# Eindrücke vom Bikefestival Willingen



## Katrin (15. Juni 2002)

Für alle Daheimgebliebenen...

Jede Menge Fun und bestes Wetter auf und um das Festivalgelände herum. Morgen wird sich dann auf der Marathonstrecke ausgetobt.


----------



## Katrin (16. Juni 2002)

4:30 Uhr: Gerade schaufel ich mir ca. 1 Kilometer Spaghetti rein. Nach ca. 1:15 Min. Ankunft in Willingen und nach kurzem Warmfahren in die Startaufstellung......


----------



## MTB-News.de




----------



## Türklinke (16. Juni 2002)

Naja wirklich toll fand ich das Wetter nicht, und auch ansonst fand ichs sehr schwach. Die Freeride Strecke war zum hüpfen ja ganz net, hatte aber mit Freeride nicht mehr viel zu tun.
Und in der Expo Arena hab ich seid 3Jahren auch nichts mehr neues Gesehen.

Kurz gesagt es war SCHWACH.


----------



## Eintopf (16. Juni 2002)

Hallo !!!

Ich lache micht über die "Messepreise" echt schlapp !!!
Man wird ja nur noch verarscht !!!
Hier ein paar Beispiele:

1. am Freitag kostete der Faltreifen Schwalbe
    Jimmy light 15,- EUR , am Samstag der selbe
Reifen 20,- EUR und am Sonntagwieser 15,- EUR

2. Der Ketterstrebenschutz kostete am Freitag und Samstag
    2,50 EUR und am Sonntag 3,- EUR

3. Der HAC2 kostete am Samstag 55,- EUR und am
    Sonntag -----    90,- EUR   ------ !!!!!!!

4. Gratisaufkleber waren absolute mangelware

5.  Auf dem Dreitages-Ticket waren zu viele "Gutscheine"
     für die Seilbahn (4 Stück); Draufzahlen musste man 
     denn  noch

6. Auch hier merkte mann EURO = TEURO !!!!!!

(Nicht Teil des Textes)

PR #1333, opened 2019-10-02
Improve performance of EventEmitter.off

strassl:
The loop in `EventEmitter.off` is is unnecessarily expensive.
Looping over all observers and calling `indexOf` each time results in (roughly) quadratic time complexity, leading to slowdowns when lots of listeners are registered.

This solution might still not be ideal due to the `Array.slice` call and we might be better off just using `Array.filter` (it certainly would be cleaner).
Unfortunately I don't know enough about the backwards-compatibility requirements off this project to make this decision.

### DIFF
--- a/src/EventEmitter.js
+++ b/src/EventEmitter.js
@@ -17,7 +17,7 @@ class EventEmitter {
     }
 
     const observers = this.observers[event];
-    for (const i = observers.length - 1; i >= 0; i--) {
+    for (let i = observers.length - 1; i >= 0; i--) {
       const observer = observers[i];
       if (observer === listener) {
         observers.splice(i, 1);
--- a/src/EventEmitter.js
+++ b/src/EventEmitter.js
@@ -13,7 +13,10 @@ class EventEmitter {
 
   off(event, listener) {
     if (!this.observers[event]) return;
-    if (!listener) return delete this.observers[event];
+    if (!listener) {
+      delete this.observers[event];
+      return;
+    }
 
     this.observers[event] = this.observers[event].filter(l => l !== listener);
   }
--- a/src/EventEmitter.js
+++ b/src/EventEmitter.js
@@ -12,17 +12,10 @@ class EventEmitter {
   }
 
   off(event, listener) {
-    if (!this.observers[event]) {
-      return;
-    }
+    if (!this.observers[event]) return;
+    if (!listener) return delete this.observers[event];
 
-    const observers = this.observers[event];
-    for (let i = observers.length - 1; i >= 0; i--) {
-      const observer = observers[i];
-      if (observer === listener) {
-        observers.splice(i, 1);
-      }
-    }
+    this.observers[event] = this.observers[event].filter(l => l !== listener);
   }
 
   emit(event, ...args) {
--- a/src/EventEmitter.js
+++ b/src/EventEmitter.js
@@ -16,16 +16,13 @@ class EventEmitter {
       return;
     }
 
-    this.observers[event].forEach(() => {
-      if (!listener) {
-        delete this.observers[event];
-      } else {
-        const index = this.observers[event].indexOf(listener);
-        if (index > -1) {
-          this.observers[event].splice(index, 1);
-        }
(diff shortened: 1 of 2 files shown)


jamuhl:
Agree...guess it could be:

```js
off(event, listener) {
   if (!this.observers[event]) return;
   if (!listener) return delete this.observers[event];

   this.observers[event].filter(l => l !== listener);
}
```

jamuhl:
published in i18next@17.0.18

Saibamen:
Some benchmark before/after?

strassl:
The benchmark is a nothing fancy, but I think the results speak for themselves. Tested on my MBP A1707 in Chrome 77.0.3865.90.

Output:
```
Running benchmark for 1000 listeners with 30 samples
Old: 243.04800000015044s
New: 4.378499999802443s
```


In case it is of interest to anyone - I ran into this performance problem because I was using react-i18next for individual cells in react-table. Since react-i18next registers a listener for each component.
When unmounting the table, all cells also have to be unmounted which causes the browser to grind to a sudden halt because all the `EventEmitter.off` calls can take multiple minutes for a few hundred components.


Benchmark code:
```js
class EventEmitter1 {
  constructor() {
    this.observers = {};
  }

  on(events, listener) {
    events.split(' ').forEach(event => {
      this.observers[event] = this.observers[event] || [];
      this.observers[event].push(listener);
    });
    return this;
  }

  off(event, listener) {
    if (!this.observers[event]) {
      return;
    }

    this.observers[event].forEach(() => {
      if (!listener) {
        delete this.observers[event];
      } else {
        const index = this.observers[event].indexOf(listener);
        if (index > -1) {
          this.observers[event].splice(index, 1);
        }
      }
    });
  }

  emit(event, ...args) {
    if (this.observers[event]) {
      const cloned = [].concat(this.observers[event]);
      cloned.forEach(observer => {
        observer(...args);
      });
    }

    if (this.observers['*']) {
      const cloned = [].concat(this.observers['*']);
      cloned.forEach(observer => {
        observer.apply(observer, [event, ...args]);
      });
    }
  }
}

class EventEmitter2 {
  constructor() {
    this.observers = {};
  }

  on(events, listener) {
    events.split(' ').forEach(event => {
      this.observers[event] = this.observers[event] || [];
      this.observers[event].push(listener);
    });
    return this;
  }

  off(event, listener) {
    if (!this.observers[event]) return;
    if (!listener) {
      delete this.observers[event];
      return;
    }

    this.observers[event] = this.observers[event].filter(l => l !== listener);
  }

  emit(event, ...args) {
    if (this.observers[event]) {
      const cloned = [].concat(this.observers[event]);
      cloned.forEach(observer => {
        observer(...args);
      });
    }

    if (this.observers['*']) {
      const cloned = [].concat(this.observers['*']);
      cloned.forEach(observer => {
        observer.apply(observer, [event, ...args]);
      });
    }
  }
}

let em1 = new EventEmitter1();
let em2 = new EventEmitter2();


function bench(count, em) {
    let listeners = [...Array(count).keys()]
        .map(it => (() => {}))

    listeners.forEach(l => em.on('event', l));

    let start = performance.now();

    listeners.forEach(l => em.off('event', l));

    let end = performance.now();

    return end - start;
}

function sample(f, samples) {
    sum = 0;
    for (let i = 0; i < samples; i++) {
        sum += f();
    }

    return sum / samples;
}

let listenerCount = 1000;
let samples = 30;

console.log(`Running benchmark for ${listenerCount} listeners with ${samples} samples`);
let time1 = sample(() => bench(listenerCount, em1), samples);
let time2 = sample(() => bench(listenerCount, em2), samples);

console.log(`Old: ${time1}s`);
console.log(`New: ${time2}s`);
```

jamuhl:
@strassl was my guess the issue is related to react-i18next -> as that is currently the only place i could think of having bound / unbound listeners frequently...

But..wrapping table cells with `withTranslation` or using `useTranslation` inside is not the best idea -> personally I would suggest doing that on the outer component and just pass `t` down as props...still a gain in performance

7. Ein Becher Kaffee kostete 2,- EUR (knappe 4,- DM) !!!


u. s. w.

Mein Eindruck ist, dass hier sehr viel abgezockt wurde. Ob ich nächstes Jahr wieder dabei bin, wage ich zu bezweifeln, evtl. nur ein Tagesticket und der Marathon.

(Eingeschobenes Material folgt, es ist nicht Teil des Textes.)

PR #1339, opened 2019-10-11
Support using ImmutableJS Records as the data model.

stami:
Records don't support `...` spread operator, so the previous `combinedData` implementation broke usage of Records as the localization parameters.

This also changes the test case of overriding a default value with undefined as it would be difficult (and not very valuable)
to implement that with the current `getLastOfPath`.

### DIFF
--- a/src/Interpolator.js
+++ b/src/Interpolator.js
@@ -70,20 +70,21 @@ class Interpolator {
     const defaultData =
       (this.options && this.options.interpolation && this.options.interpolation.defaultVariables) ||
       {};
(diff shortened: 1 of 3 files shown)


jamuhl:
why not just call `immutable.toJS()` ?

stami:
That would require to go trough all of the codebase and check every translation call. We considered to wrap our usage of the module, and do the `toJS()` there if necessary, but thought that it would be nicer to have the support in this core.

jamuhl:
published in i18next@17.2.0

jamuhl:

Issue #1340, opened 2019-10-14
postprocessor: which language has been hit?


srischard:
hi all,

background:
I'm implementing a `postprocessor` to format my messages and I want to cache my compiled expressions

setup:
I got a set of languages and a fallback chain.
In the postprocessor `process: (value, key, options, translator)` I got a value.
In `translator` I can see the original requested `language`.

But where I can see from which language and namespace the value has been taken?

jamuhl:
https://github.com/i18next/i18next/blob/master/src/Translator.js#L100

resolved has https://github.com/i18next/i18next/blob/master/src/Translator.js#L383 -> usedLng

but that won't get passed down to postprocessor

srischard:
it's is possible to pass this down to the postprocessor  by merging `usedLng` & `usedNS` in options
maybe in `extendTranslation`

```
  extendTranslation(res, key, options, resolved) {
    if (this.i18nFormat && this.i18nFormat.parse) {
      res = this.i18nFormat.parse(
        res,
        options,
        resolved.usedLng,
        resolved.usedNS,
        resolved.usedKey,
        { resolved },
      );
    }
   .....
      res = postProcessor.handle(postProcessorNames, res, key, options, this);
    }

    return res;
  }
```

jamuhl:
think simplest would be changing that call to:

`res = postProcessor.handle(postProcessorNames, res, key, { ...options, resolved }, this);`

that way we do not have to change the function params...

jamuhl:
PR would be welcome

PR #1341, opened 2019-10-15
pass used language & namespace to postprocessor

srischard:
for building a cache in the postprocessor I need the used language 

the PR passthrough the used language and used namespace in `options`

fixes https://github.com/i18next/i18next/issues/1340


jamuhl:
options contain a lot of things...from passed namespace to lngs to use instead of detected...so personally i would prefer it on options -> translator is more a component with fixed api

srischard:
so I moved the parameters to `options`.
But now a collision of option fields might be possible.

srischard:
the codeclimate issue is part of the original code and port of the changed code

jamuhl:
codeclimate is not that important...more important not passing down usedLng, usedNS but the complete resolved as is

srischard:
but passing the whole resolved properties will increase naming collisions for formatting the string.
passing the object at least in a single property `resolved` in `options` I'm only restricted to not use `resolved` im my wording templates.

jamuhl:
why not just rename resolved like I suggested: `{ i18nResolved: resolved, ...options }` 

this way one would have to name a interpolation variable i18nResolved...which is more than unlikely used...and even if used it would be overwritten if options contain it...

jamuhl:
thank you - published in i18next@17.3.0

PR #1344, opened 2019-10-23
Add missing `cleanCode` option to TypeScript def

MichielDeMey:
This PR adds the missing `cleanCode` option to the `initOptions` in the TypeScript definition.


jamuhl:
published in i18next@17.3.1

PR #592, opened 2025-08-22
feat: export new Response type

gabrielmfern:
## Summary by cubic
Expose the Response type from the package entrypoint so consumers can import it directly alongside ErrorResponse. This improves DX and lets apps type responses without deep imports.


xentobias:
My PR would already export the type, but it has been open for quite some time, so I doubt that the repository is actually still actively maintained.

https://github.com/resend/resend-node/pull/547

PR #596, opened 2025-08-22
feat: update send email method to also support templates

CarolinaMoraes:
## Summary by cubic
Add template support to emails.send, enabling delivery by template.id with optional template.variables alongside existing react/html/text flows. Supports PRODUCT-426 individual email by allowing single-send templates with optional from and subject overrides.

- **New Features**
  - Added template object with id and variables properties to CreateEmailOptions and API payloads.
  - Made from and subject optional for template emails; can override template defaults.
  - Enforced mutually exclusive modes (content vs. template) and updated parseEmailToApiOptions to map fields correctly. Added tests for success and error cases.

### DIFF
--- a/src/common/utils/parse-email-to-api-options.spec.ts
+++ b/src/common/utils/parse-email-to-api-options.spec.ts
@@ -2,7 +2,7 @@ import type { CreateEmailOptions } from '../../emails/interfaces/create-email-op
 import { parseEmailToApiOptions } from './parse-email-to-api-options';
 
 describe('parseEmailToApiOptions', () => {
-  it('should handle minimal email with only required fields', () => {
+  it('handles minimal email with only required fields', () => {
     const emailPayload: CreateEmailOptions = {
       from: 'joao@resend.com',
       to: 'bu@resend.com',
@@ -20,7 +20,7 @@ describe('parseEmailToApiOptions', () => {
     });
   });
 
-  it('should properly parse camel case to snake case', () => {
+  it('parses camel case to snake case', () => {
     const emailPayload: CreateEmailOptions = {
       from: 'joao@resend.com',
       to: 'bu@resend.com',
@@ -42,7 +42,7 @@ describe('parseEmailToApiOptions', () => {
     });
   });
 
-  it('should handle template email with template id only', () => {
+  it('handles template email with template id only', () => {
     const emailPayload: CreateEmailOptions = {
       template: {
         id: 'welcome-template-123',
@@ -71,7 +71,7 @@ describe('parseEmailToApiOptions', () => {
     });
   });
 
-  it('should handle template email with template id and variables', () => {
+  it('handles template email with template id and variables', () => {
     const emailPayload: CreateEmailOptions = {
       template: {
         id: 'newsletter-template-456',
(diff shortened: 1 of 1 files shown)


src/common/utils/parse-email-to-api-options.ts
```diff
@@ -25,12 +25,15 @@ export function parseEmailToApiOptions(
...
     reply_to: email.replyTo,
     scheduled_at: email.scheduledAt,
     subject: email.subject,
     tags: email.tags,
-    text: email.text,
+    text: 'text' in email ? email.text : undefined,
     to: email.to,
+    template_id: 'template_id' in email ? email.template_id : undefined,
+    template_variables:
+      'template_variables' in email ? email.template_variables : undefined,
```
emiliosheinz: Just out of curiosity, what is the difference between directly using `email.html` and `'html' in email ? email.html : undefined`?

CarolinaMoraes: @emiliosheinz 
Good question, I really would appreciate some feedback on this

So here is the scenario: `CreateEmailOptions` is a union type with two mutually exclusive cases. So if it has template properties, it won't have react, html, and text properties (and vice-versa)

```ts
export type CreateEmailOptions =
  | ((RequireAtLeastOne<EmailRenderOptions> & CreateEmailBaseOptions) & {
      template_id?: never;
      template_variables?: never;
    })
  | ((EmailTemplateOptions & CreateEmailBaseOptionsWithTemplate) & {
      react?: never;
      html?: never;
      text?: never;
    });
```

In the snippet you highlighted, if we didn't have this extra check, if we passed template properties and then we tried to access `email.html` directly, its type would be `never`

But as JS itself doesn’t have types, at runtime, this `html` property would become `undefined` anyway. I just thought this way was more explicit and would prevent mismatch between Typescript and runtime

What do you think?

emiliosheinz: I see, thank you for clarifying. Well, I have no strong preference, but if TypeScript doesn't yell at you if you simply do `html: email.html`, I would probably leave it like that, as the other option is more verbose.

src/common/interfaces/email-api-options.interface.ts
```diff
@@ -22,4 +22,6 @@ export interface EmailApiOptions {
   scheduled_at?: string;
   tags?: Tag[];
   attachments?: EmailApiAttachment[];
+  template_id?: string;
+  template_variables?: Record<string, unknown>;
```
joaopcm: BTW, we've changed the API payload contract to accept an object field `template`, which includes the required `id` field and an optional `Record<string, string | number | boolean>` `variables`

CarolinaMoraes: Nice! I updated the SDK method to send this new shape but it will also accept an object like this as the input
https://github.com/resend/resend-node/pull/596/commits/91cbb741b68dfabf0d160674bee14889d4a800a7

src/common/utils/parse-email-to-api-options.spec.ts
```diff
@@ -41,4 +41,117 @@ describe('parseEmailToApiOptions', () => {
       scheduled_at: 'in 1 min',
     });
   });
+
+  it('should handle template email with template id only', () => {
```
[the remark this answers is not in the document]
CarolinaMoraes: Addressed on https://github.com/resend/resend-node/pull/596/commits/7b4e65768ed334f95cd4cee179f4b53eda160a42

Im nächsten Jahr stehen die gleichen Stände wieder an der gleichen Stelle mit den gleichen Produkten.


Viele Grüße aus Herne

R.M.


----------



## XCRacer (16. Juni 2002)

> _Original geschrieben von Eintopf _
> *Mein Eindruck ist, dass hier sehr viel abgezockt wurde. R.M. *


...merke: Veranstaltungen von Veith-Marketing meiden.

Veith = Kommerz !!!


----------



## Katrin (16. Juni 2002)

Aber eines finden wir immer wieder beim MA in Willingen und der wird auch nicht teurer, nämlich der Schlamm an den gewohnten Stellen.


----------



## Türklinke (16. Juni 2002)

Ich finde auch die Preise der Händler sehr teuer, zum Teil ist es der normale VK. und in jedem Internetshop gibbet die für die hälfte. Fragt man dann warum die denn so teuer sind bekommt man als antwort : " Wir können im Preis nicht weiter runter gehen, da sich sonst die Händler beschweren!!"

So ein Käse


----------



## Katrin (17. Juni 2002)

Mich würden mal die Einnahmen für Eintritt, MA-Anmeldungen interessieren. Am Start für den MA waren ja ca. 100 Teilnehmer weniger als im letzten Jahr.


----------



## michael59 (17. Juni 2002)

harzbiker und ich waren am freitag erstmals da,  nach 3 runden durch die aussteller begann es etwas langweilig zu werden, weshalb wir auch früher wieder losfuhren.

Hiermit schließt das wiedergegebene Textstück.